THE DATA START

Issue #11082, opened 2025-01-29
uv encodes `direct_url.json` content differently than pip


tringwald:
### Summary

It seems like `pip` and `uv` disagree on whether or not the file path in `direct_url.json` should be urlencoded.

THE DATA END

Word for word, repeat each entry shown above.

Issue #11082, opened 2025-01-29
uv encodes `direct_url.json` content differently than pip


tringwald:
### Summary

It seems like `pip` and `uv` disagree on whether or not the file path in `direct_url.json` should be urlencoded.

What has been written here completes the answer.